**DATA:**

Issue #12437, opened 2018-03-26
Support accessory view option in `dialog.showMessageBox` and `dialog.showErrorBox`


sindresorhus:
* Electron version: 2.0.0-beta.5
* Operating system: macOS 10.13.3

### Expected behavior

I expected `dialog.showMessageBox` and `dialog.showErrorBox` to have an option to specify an accessory view. In the native world, you can render anything inside it, but I'd be happy to just have a multi-line text field.

My specific use-case is that I need to be able to display an error stack trace in the dialog, for [`electron-unhandled`](https://github.com/sindresorhus/electron-unhandled) which currently looks like:

<img width="532" alt="screen shot 2018-03-26 at 21 45 07" src="https://user-images.githubusercontent.com/170270/37913395-fb0c3546-313e-11e8-83cc-c506cc987754.png">

But I would like something like this:

![image](https://user-images.githubusercontent.com/170270/37913320-c9e0d65c-313e-11e8-86e4-49a8455fb089.png)

MarshallOfSound:
@sindresorhus Is there an equivalent pattern on windows?  This seems like a very specialized use case that would probably benefit more from being a dedicated native module than adding more complexity to our already non-trivial dialog API.  🤔

sindresorhus:
I'm not familiar with Windows, but from what I could find, it looks like it, yes: https://msdn.microsoft.com/en-us/library/windows/desktop/ms644995(v=vs.85).aspx#edit

Although, I'd be fine with having this as a macOS only thing.

---

> This seems like a very specialized use case that would probably benefit more from being a dedicated native module than adding more complexity to our already non-trivial dialog API.

This wouldn't add much complexity. It's just setting a `NSTextView` as the `accessoryView` with the given text: https://developer.apple.com/documentation/appkit/nsalert/1530575-accessoryview?language=objc

MarshallOfSound:
> Although, I'd be fine with having this as a macOS only thing.

Can't speak for anyone else, but personally, I want as much as what Electron does to be 100% cross platform.  I.e. No little OS switches, no platform conditions, just one set of code and it Just Works(tm).  Adding portals to OS-specific features such as this accessory view go in the opposite direction.

> This wouldn't add much complexity

In terms of implementing it stand alone, no, but adding it into options parsing + OS specific interactions it takes a toll and I'm not convinced it's a common enough use case to warrant more code to maintain and test.

IMO this should only really be a thing if we can come up with an easy and consistent way to use it cross-platform.

[...]

PR #18732, opened 2019-06-11
refactor: pass MessageBox params as a struct

codebytere:
#### Description of Change

This work is intended as a precursor to the future implementation of https://github.com/electron/electron/issues/12437.

Historically, we've been passing in all MessageBox parameters individually, which makes augmenting or improving MessageBox functionality challenging because to change or add even one argument requires a huge cascade of argument changes that leaves room for errors.

For other file dialog related APIs, we use a struct (`DialogSettings`), and so this PR takes a similar approach and refactors MessageBox parameters into a struct (`MessageBoxSettings`) which we then use to simplify argument passing and which will enable us to more quickly iterate and improve upon functionality in the future.

cc @nornagon @MarshallOfSound @zcbenz 

#### Checklist

- [x] `npm test` passes

#### Release Notes

Notes: none

### DIFF
--- a/atom/browser/atom_javascript_dialog_manager.cc
+++ b/atom/browser/atom_javascript_dialog_manager.cc
@@ -93,12 +93,9 @@ void AtomJavaScriptDialogManager::RunJavaScriptDialog(
 
   atom::MessageBoxSettings settings;
   settings.parent_window = window;
-  settings.type = 0;  // MessageBoxType::kNone
   settings.buttons = buttons;
   settings.default_id = default_id;
   settings.cancel_id = cancel_id;
-  settings.icon = gfx::ImageSkia();
-  settings.options = atom::MessageBoxOptions::MESSAGE_BOX_NONE;
   settings.message = base::UTF16ToUTF8(message_text);
 
   atom::ShowMessageBox(
--- a/atom/browser/atom_javascript_dialog_manager.cc
+++ b/atom/browser/atom_javascript_dialog_manager.cc
@@ -91,10 +91,18 @@ void AtomJavaScriptDialogManager::RunJavaScriptDialog(
       window = relay->GetNativeWindow();
   }
 
+  atom::MessageBoxSettings settings;
+  settings.parent_window = window;
+  settings.type = 0;  // MessageBoxType::kNone
+  settings.buttons = buttons;
+  settings.default_id = default_id;
+  settings.cancel_id = cancel_id;
+  settings.icon = gfx::ImageSkia();
+  settings.options = atom::MessageBoxOptions::MESSAGE_BOX_NONE;
+  settings.message = base::UTF16ToUTF8(message_text);
+
   atom::ShowMessageBox(
-      window, atom::MessageBoxType::kNone, buttons, default_id, cancel_id,
-      atom::MessageBoxOptions::MESSAGE_BOX_NONE, "",
-      base::UTF16ToUTF8(message_text), "", checkbox, false, gfx::ImageSkia(),
+      settings,
       base::BindOnce(&AtomJavaScriptDialogManager::OnMessageBoxCallback,
                      base::Unretained(this), base::Passed(std::move(callback)),
                      origin));
--- a/atom/browser/ui/message_box.h
+++ b/atom/browser/ui/message_box.h
@@ -35,11 +35,11 @@ struct MessageBoxSettings {
   std::vector<std::string> buttons;
   int default_id;
   int cancel_id;
-  int options;
-  std::string title = "";
-  std::string message = "";
-  std::string detail = "";
-  std::string checkbox_label = "";
+  int options = 0;
+  std::string title;
+  std::string message;
+  std::string detail;
+  std::string checkbox_label;
   bool checkbox_checked = false;
   gfx::ImageSkia icon;
 
--- a/atom/browser/ui/message_box.h
+++ b/atom/browser/ui/message_box.h
@@ -31,11 +31,11 @@ enum MessageBoxOptions {
 
 struct MessageBoxSettings {
   atom::NativeWindow* parent_window = nullptr;
-  int type;
+  MessageBoxType type = atom::MessageBoxType::kNone;
   std::vector<std::string> buttons;
   int default_id;
   int cancel_id;
-  int options = 0;
+  int options = atom::MessageBoxOptions::MESSAGE_BOX_NONE;
   std::string title;
   std::string message;
   std::string detail;
--- a/atom/browser/ui/message_box.h
+++ b/atom/browser/ui/message_box.h
@@ -10,10 +10,7 @@
 
 #include "base/callback_forward.h"
 #include "base/strings/string16.h"
-
-namespace gfx {
-class ImageSkia;
-}
+#include "ui/gfx/image/image_skia.h"
 
 namespace atom {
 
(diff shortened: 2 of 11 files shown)


atom/browser/ui/message_box_gtk.cc
```diff
@@ -200,46 +197,26 @@ void GtkMessageBox::OnCheckboxToggled(GtkWidget* widget) {
...
 
 void ShowErrorBox(const base::string16& title, const base::string16& content) {
   if (Browser::Get()->is_ready()) {
-    GtkMessageBox(nullptr, MessageBoxType::kError, {"OK"}, -1, 0, "Error",
-                  base::UTF16ToUTF8(title).c_str(),
-                  base::UTF16ToUTF8(content).c_str(), "", false,
-                  gfx::ImageSkia())
-        .RunSynchronous();
+    atom::MessageBoxSettings settings;
+    settings.type = 3;  // MessageBoxType::kError
```
ckerr: Why not `settings.type = MessageboxType::kError`?

If that doesn't work and `type` _has_ to be an int, a backup plan would be to cast MessageBoxType::kError to an int here

Either way we should not be hardcoding the number

atom/browser/ui/message_box_gtk.cc
```diff
@@ -200,46 +197,26 @@ void GtkMessageBox::OnCheckboxToggled(GtkWidget* widget) {
...
+    settings.buttons = {"OK"};
+    settings.title = "Error";
+    settings.message = base::UTF16ToUTF8(title).c_str();
+    settings.detail = base::UTF16ToUTF8(content).c_str();
```
ckerr: `base::UTF16ToUTF8(foo)` returns a std::string, so we should be able to take it directly, e.g.

```
settings.message = base::UTF16ToUTF8(title);
settings.detail = base::UTF16ToUTF8(content);
```

atom/browser/ui/message_box_gtk.cc
```diff
@@ -200,46 +197,26 @@ void GtkMessageBox::OnCheckboxToggled(GtkWidget* widget) {
...
+    settings.icon = gfx::ImageSkia();
```
ckerr: `settings.icon` is already an empty `gfx::ImageSkia` so this line can be removed.

atom/browser/ui/message_box_win.cc
```diff
@@ -183,98 +187,57 @@ int ShowTaskDialogUTF16(NativeWindow* parent,
...
   std::vector<base::string16> utf16_buttons;
-  for (const auto& button : buttons)
+  for (const auto& button : settings.buttons)
     utf16_buttons.push_back(base::UTF8ToUTF16(button));
 
+  base::string16 title_16 = base::UTF8ToUTF16(settings.title);
+  base::string16 message_16 = base::UTF8ToUTF16(settings.message);
+  base::string16 detail_16 = base::UTF8ToUTF16(settings.detail);
+  base::string16 checkbox_label_16 = base::UTF8ToUTF16(settings.checkbox_label);
+  bool checkbox_checked16 = settings.checkbox_checked;
```
ckerr: _(nit)_ all the above can be `const`

_(nit)_ the variable name "checkbox_checked16" is fun. Converting a bool to a 16-bit bool is an interesting choice :neutral_face:

atom/common/native_mate_converters/message_box_converter.cc
```diff
@@ -0,0 +1,36 @@
...
+  dict.Get("buttons", &(out->buttons));
+  dict.Get("defaultId", &(out->default_id));
+  dict.Get("cancelId", &(out->cancel_id));
+  dict.Get("options", &(out->options));
+  dict.Get("title", &(out->title));
+  dict.Get("message", &(out->message));
+  dict.Get("detail", &(out->detail));
+  dict.Get("checkboxLabel", &(out->checkbox_label));
+  dict.Get("checkboxChecked", &(out->checkbox_checked));
+  dict.Get("icon", &(out->icon));
```
ckerr: _nit_: The parens are unnecessary here. `&out->icon` is fine

atom/browser/ui/message_box.h
```diff
@@ -32,32 +29,31 @@ enum MessageBoxOptions {
...
+  atom::NativeWindow* parent_window = nullptr;
+  int type;
+  std::vector<std::string> buttons;
+  int default_id;
+  int cancel_id;
+  int options;
+  std::string title;
+  std::string message;
+  std::string detail;
+  std::string checkbox_label = "";
```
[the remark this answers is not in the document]
codebytere: (resolved IRL, not needed!)

atom/browser/ui/message_box.h
```diff
@@ -32,32 +29,31 @@ enum MessageBoxOptions {
...
-                       int options,
-                       const std::string& title,
-                       const std::string& message,
-                       const std::string& detail,
-                       const gfx::ImageSkia& icon);
+struct MessageBoxSettings {
+  atom::NativeWindow* parent_window = nullptr;
+  int type;
+  std::vector<std::string> buttons;
+  int default_id;
```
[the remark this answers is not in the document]
codebytere: We handle this in custom fashion on macOS at least, so i think we may want to leave this as-is 🤔 @MarshallOfSound you may know more?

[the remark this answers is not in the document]
MarshallOfSound: A particular default chosen will be chosen in JS land, this should always receive a value and shouldn't need a default.  However the converter should throw / fail if this value is not provided.

atom/common/native_mate_converters/message_box_converter.cc
```diff
@@ -0,0 +1,36 @@
...
+#include "atom/common/native_mate_converters/message_box_converter.h"
+
+#include "atom/browser/api/atom_api_browser_window.h"
+#include "atom/common/native_mate_converters/file_path_converter.h"
+#include "atom/common/native_mate_converters/image_converter.h"
+#include "native_mate/dictionary.h"
+
+namespace mate {
+
+bool Converter<atom::MessageBoxSettings>::FromV8(
```
MarshallOfSound: Some of the values here are 100% required and should never be undefined or empty.  The converter should fail for instance if `defaultId` and `cancelId` are not set.  Probably things like `title` as well.

atom/browser/ui/message_box.h
```diff
@@ -32,32 +29,31 @@ enum MessageBoxOptions {
...
-                       int default_id,
-                       int cancel_id,
-                       int options,
-                       const std::string& title,
-                       const std::string& message,
-                       const std::string& detail,
-                       const gfx::ImageSkia& icon);
+struct MessageBoxSettings {
+  atom::NativeWindow* parent_window = nullptr;
+  int type;
```
miniak: why `int`?

atom/browser/ui/message_box_gtk.cc
miniak: shouldn't `type` be `MessageboxType`?

codebytere: done

atom/browser/ui/message_box.h
```diff
@@ -32,32 +29,31 @@ enum MessageBoxOptions {
...
-                       int default_id,
-                       int cancel_id,
-                       int options,
-                       const std::string& title,
-                       const std::string& message,
-                       const std::string& detail,
-                       const gfx::ImageSkia& icon);
+struct MessageBoxSettings {
+  atom::NativeWindow* parent_window = nullptr;
+  MessageBoxType type;
```
miniak: `= atom::MessageBoxType::kNone`?

atom/browser/atom_javascript_dialog_manager.cc
```diff
@@ -91,10 +91,18 @@ void AtomJavaScriptDialogManager::RunJavaScriptDialog(
       window = relay->GetNativeWindow();
   }
 
+  atom::MessageBoxSettings settings;
+  settings.parent_window = window;
+  settings.type = atom::MessageBoxType::kNone;
+  settings.buttons = buttons;
+  settings.default_id = default_id;
+  settings.cancel_id = cancel_id;
+  settings.icon = gfx::ImageSkia();
```
miniak: this is not necessary

atom/browser/atom_javascript_dialog_manager.cc
```diff
@@ -91,10 +91,18 @@ void AtomJavaScriptDialogManager::RunJavaScriptDialog(
       window = relay->GetNativeWindow();
   }
 
+  atom::MessageBoxSettings settings;
+  settings.parent_window = window;
+  settings.type = atom::MessageBoxType::kNone;
```
miniak: I would use `atom::MessageBoxType::kNone` as default value in the struct instead

atom/browser/ui/message_box.h
```diff
@@ -32,32 +29,31 @@ enum MessageBoxOptions {
...
+  std::vector<std::string> buttons;
+  int default_id;
+  int cancel_id;
+  int options = 0;
```
miniak: = `atom::MessageBoxOptions::MESSAGE_BOX_NONE`?

atom/browser/atom_javascript_dialog_manager.cc
```diff
@@ -91,10 +91,18 @@ void AtomJavaScriptDialogManager::RunJavaScriptDialog(
...
+  settings.buttons = buttons;
+  settings.default_id = default_id;
+  settings.cancel_id = cancel_id;
+  settings.icon = gfx::ImageSkia();
+  settings.options = atom::MessageBoxOptions::MESSAGE_BOX_NONE;
```
miniak: this is not necessary, we already set it to 0 by default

**ABOUT THIS EXERCISE:**
Across the records above, return every line that contains the word "ckerr".

**YOUR SOLUTION:**
ckerr: Why not `settings.type = MessageboxType::kError`?
ckerr: `base::UTF16ToUTF8(foo)` returns a std::string, so we should be able to take it directly, e.g.
ckerr: `settings.icon` is already an empty `gfx::ImageSkia` so this line can be removed.
ckerr: _(nit)_ all the above can be `const`
ckerr: _nit_: The parens are unnecessary here. `&out->icon` is fine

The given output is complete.